PR #167, opened 2022-01-02
libbpf-cargo: Cannot generate unnamed unions

mimullin-bbry:
An unnamed union in C cannot be generated to rust code as rust demands
names on it's variables.

Solution: Give the union a name of __unnamed_X where X is the
declaration of the union.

• _Exercise objective_: For each entry above, write out an exact copy.

• _Answer box_:
PR #167, opened 2022-01-02
libbpf-cargo: Cannot generate unnamed unions

mimullin-bbry:
An unnamed union in C cannot be generated to rust code as rust demands
names on it's variables.

Solution: Give the union a name of __unnamed_X where X is the
declaration of the union.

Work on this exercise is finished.